Back
Neil Clarke: Clarkesworld Issue 194 (Paperback, 2022) 4 stars

A better than average issue

4 stars

A better than average issue, with interesting stories by Isabel J. Kim, Nadia Afifi, Yang Wanqing and Ann LeBlanc

  • "The Rhythm of the Soul" by Michelle Julia John: a boy (and others) develop a special skill that causes them to be imprisoned and beaten 'for their own good'.

  • "Accountability, and Other Myths of Old Earth" by Aimee Ogden: aliens arrive to put the world in order, whether humans like it or not. But some people don't like it and do small acts of rebellion and, in the end, one big act of rebellion while the aliens still wait for humanity to take account of their actions.

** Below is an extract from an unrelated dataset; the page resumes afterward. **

PR #1980, opened 2026-07-01
ci(release): cut 1.x maintenance releases from support/1.x with major/minor docker tags

jfallows:
## Description

Enables git-flow `support/1.x` releases so 1.x minor/patch versions can be cut from `support/1.x` while `develop` moves on to v2.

  • "Calf Cleaving in the Benthic Black" by Isabel J. Kim: two scavengers are first to a derelict colony spaceship, only to discover something that may prevent their salvage rights, unless they are willing to kill for it; or come up with a different plan to save what they have found.

  • "The Lonely Time Traveler of Kentish Town" by Nadia Afifi: a fascinating story of a person with the ability to view the past. Now trying to make a living in a country that dislikes foreigners and migrants, she is approached by a Palestinian who wants to view a historical confrontation between his grandparent and Winston Churchill. The risks they take to view and record the event would change both of their future actions.

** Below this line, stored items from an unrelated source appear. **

PR #1, opened 2023-10-24
feat(platform-api): disable sites job for subscription cancel

abemscac:
WIP [#820](https://github.com/samatechtw/pubstudio/issues/820)


sampullman:
Thanks for updating the types here! I caught some migration issues and fixed them so at least format/lint/unit tests pass now.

  • "Hummingbird, Resting on Honeysuckles" by Yang Wanqing, translated by Jay Zhang: a mother grieving for the loss of her daughter finds some solace in recordings of her as capture by her robotic flying hummingbird. But then she realizes that in this future where AI technology is ubiquitous, there may be a way to bring her daughter back in a different form, for a time.

  • "The Transfiguration of the Gardener Irene by the Dead Planet Hipea" by Ann LeBlanc: an interesting story of an off-world shoot of a world-spanning fungal-like organism on a spaceship, who learns of the destruction of its world and is now fighting for its survival on the ship with the help of the ship's gardener.

  • "The Whelk" by Samara Auman: a robot discovers and inhabits a near-derelict spaceship on a beach. They watch and learn as a world that has now turned its back on space exploration discusses their fate. In the end, the robot decides that together, they can do more than accept their fate on that beach.